When you return the entries, keep every word and mark exactly as it is.

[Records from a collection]
#####

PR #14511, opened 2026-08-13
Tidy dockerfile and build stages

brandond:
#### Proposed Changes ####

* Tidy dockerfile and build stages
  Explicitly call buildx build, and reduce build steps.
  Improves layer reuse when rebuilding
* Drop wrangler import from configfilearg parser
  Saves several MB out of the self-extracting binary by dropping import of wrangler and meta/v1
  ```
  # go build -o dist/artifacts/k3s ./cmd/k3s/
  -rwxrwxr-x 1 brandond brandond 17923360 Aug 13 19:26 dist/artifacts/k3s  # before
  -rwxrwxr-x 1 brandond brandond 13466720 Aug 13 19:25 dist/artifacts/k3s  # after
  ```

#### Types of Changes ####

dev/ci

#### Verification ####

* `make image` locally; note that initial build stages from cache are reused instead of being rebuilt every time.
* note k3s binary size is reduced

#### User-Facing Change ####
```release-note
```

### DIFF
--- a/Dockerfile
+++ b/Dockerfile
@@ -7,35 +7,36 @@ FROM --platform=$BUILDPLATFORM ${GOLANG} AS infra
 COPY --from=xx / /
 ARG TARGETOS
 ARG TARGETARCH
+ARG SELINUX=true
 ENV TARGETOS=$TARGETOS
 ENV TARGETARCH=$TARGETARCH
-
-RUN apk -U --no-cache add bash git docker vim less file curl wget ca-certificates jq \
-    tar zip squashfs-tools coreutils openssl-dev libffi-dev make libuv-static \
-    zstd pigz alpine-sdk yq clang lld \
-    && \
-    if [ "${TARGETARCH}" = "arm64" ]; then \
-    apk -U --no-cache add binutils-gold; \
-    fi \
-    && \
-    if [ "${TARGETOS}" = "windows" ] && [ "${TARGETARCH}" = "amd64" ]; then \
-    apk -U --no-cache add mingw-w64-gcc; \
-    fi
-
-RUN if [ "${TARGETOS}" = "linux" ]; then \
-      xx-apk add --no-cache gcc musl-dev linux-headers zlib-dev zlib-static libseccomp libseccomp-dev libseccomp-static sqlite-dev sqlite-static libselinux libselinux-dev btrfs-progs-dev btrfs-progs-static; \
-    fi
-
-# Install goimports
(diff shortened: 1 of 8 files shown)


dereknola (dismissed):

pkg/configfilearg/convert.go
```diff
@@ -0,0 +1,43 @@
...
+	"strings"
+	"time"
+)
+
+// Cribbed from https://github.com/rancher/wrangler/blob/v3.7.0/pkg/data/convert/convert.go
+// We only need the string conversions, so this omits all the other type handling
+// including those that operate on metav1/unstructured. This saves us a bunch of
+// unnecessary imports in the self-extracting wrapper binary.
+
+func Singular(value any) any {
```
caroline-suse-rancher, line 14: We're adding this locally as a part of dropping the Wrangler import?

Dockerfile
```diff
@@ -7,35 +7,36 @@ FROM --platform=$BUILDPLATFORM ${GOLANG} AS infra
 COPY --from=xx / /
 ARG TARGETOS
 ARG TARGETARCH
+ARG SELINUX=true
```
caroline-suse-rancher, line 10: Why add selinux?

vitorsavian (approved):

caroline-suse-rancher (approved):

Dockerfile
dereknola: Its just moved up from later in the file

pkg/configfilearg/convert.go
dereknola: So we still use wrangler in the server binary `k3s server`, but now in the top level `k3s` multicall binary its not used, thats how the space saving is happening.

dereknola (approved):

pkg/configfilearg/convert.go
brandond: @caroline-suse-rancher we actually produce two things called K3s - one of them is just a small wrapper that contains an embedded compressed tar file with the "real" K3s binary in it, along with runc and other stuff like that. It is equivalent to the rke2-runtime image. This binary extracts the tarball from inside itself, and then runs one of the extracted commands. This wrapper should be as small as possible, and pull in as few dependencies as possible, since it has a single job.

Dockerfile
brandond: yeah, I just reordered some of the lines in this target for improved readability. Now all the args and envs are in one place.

#####

__EXERCISE SOLUTION__
PR #14511, opened 2026-08-13
Tidy dockerfile and build stages

brandond:
#### Proposed Changes ####

* Tidy dockerfile and build stages
  Explicitly call buildx build, and reduce build steps.
  Improves layer reuse when rebuilding
* Drop wrangler import from configfilearg parser
  Saves several MB out of the self-extracting binary by dropping import of wrangler and meta/v1
  ```
  # go build -o dist/artifacts/k3s ./cmd/k3s/
  -rwxrwxr-x 1 brandond brandond 17923360 Aug 13 19:26 dist/artifacts/k3s  # before
  -rwxrwxr-x 1 brandond brandond 13466720 Aug 13 19:25 dist/artifacts/k3s  # after
  ```

#### Types of Changes ####

dev/ci

#### Verification ####

* `make image` locally; note that initial build stages from cache are reused instead of being rebuilt every time.
* note k3s binary size is reduced

#### User-Facing Change ####
```release-note
```

### DIFF
--- a/Dockerfile
+++ b/Dockerfile
@@ -7,35 +7,36 @@ FROM --platform=$BUILDPLATFORM ${GOLANG} AS infra
 COPY --from=xx / /
 ARG TARGETOS
 ARG TARGETARCH
+ARG SELINUX=true
 ENV TARGETOS=$TARGETOS
 ENV TARGETARCH=$TARGETARCH
-
-RUN apk -U --no-cache add bash git docker vim less file curl wget ca-certificates jq \
-    tar zip squashfs-tools coreutils openssl-dev libffi-dev make libuv-static \
-    zstd pigz alpine-sdk yq clang lld \
-    && \
-    if [ "${TARGETARCH}" = "arm64" ]; then \
-    apk -U --no-cache add binutils-gold; \
-    fi \
-    && \
-    if [ "${TARGETOS}" = "windows" ] && [ "${TARGETARCH}" = "amd64" ]; then \
-    apk -U --no-cache add mingw-w64-gcc; \
-    fi
-
-RUN if [ "${TARGETOS}" = "linux" ]; then \
-      xx-apk add --no-cache gcc musl-dev linux-headers zlib-dev zlib-static libseccomp libseccomp-dev libseccomp-static sqlite-dev sqlite-static libselinux libselinux-dev btrfs-progs-dev btrfs-progs-static; \
-    fi
-
-# Install goimports
(diff shortened: 1 of 8 files shown)


dereknola (dismissed):

pkg/configfilearg/convert.go
```diff
@@ -0,0 +1,43 @@
...
+	"strings"
+	"time"
+)
+
+// Cribbed from https://github.com/rancher/wrangler/blob/v3.7.0/pkg/data/convert/convert.go
+// We only need the string conversions, so this omits all the other type handling
+// including those that operate on metav1/unstructured. This saves us a bunch of
+// unnecessary imports in the self-extracting wrapper binary.
+
+func Singular(value any) any {
```
caroline-suse-rancher, line 14: We're adding this locally as a part of dropping the Wrangler import?

Dockerfile
```diff
@@ -7,35 +7,36 @@ FROM --platform=$BUILDPLATFORM ${GOLANG} AS infra
 COPY --from=xx / /
 ARG TARGETOS
 ARG TARGETARCH
+ARG SELINUX=true
```
caroline-suse-rancher, line 10: Why add selinux?

vitorsavian (approved):

caroline-suse-rancher (approved):

Dockerfile
dereknola: Its just moved up from later in the file

pkg/configfilearg/convert.go
dereknola: So we still use wrangler in the server binary `k3s server`, but now in the top level `k3s` multicall binary its not used, thats how the space saving is happening.

dereknola (approved):

pkg/configfilearg/convert.go
brandond: @caroline-suse-rancher we actually produce two things called K3s - one of them is just a small wrapper that contains an embedded compressed tar file with the "real" K3s binary in it, along with runc and other stuff like that. It is equivalent to the rke2-runtime image. This binary extracts the tarball from inside itself, and then runs one of the extracted commands. This wrapper should be as small as possible, and pull in as few dependencies as possible, since it has a single job.

Dockerfile
brandond: yeah, I just reordered some of the lines in this target for improved readability. Now all the args and envs are in one place.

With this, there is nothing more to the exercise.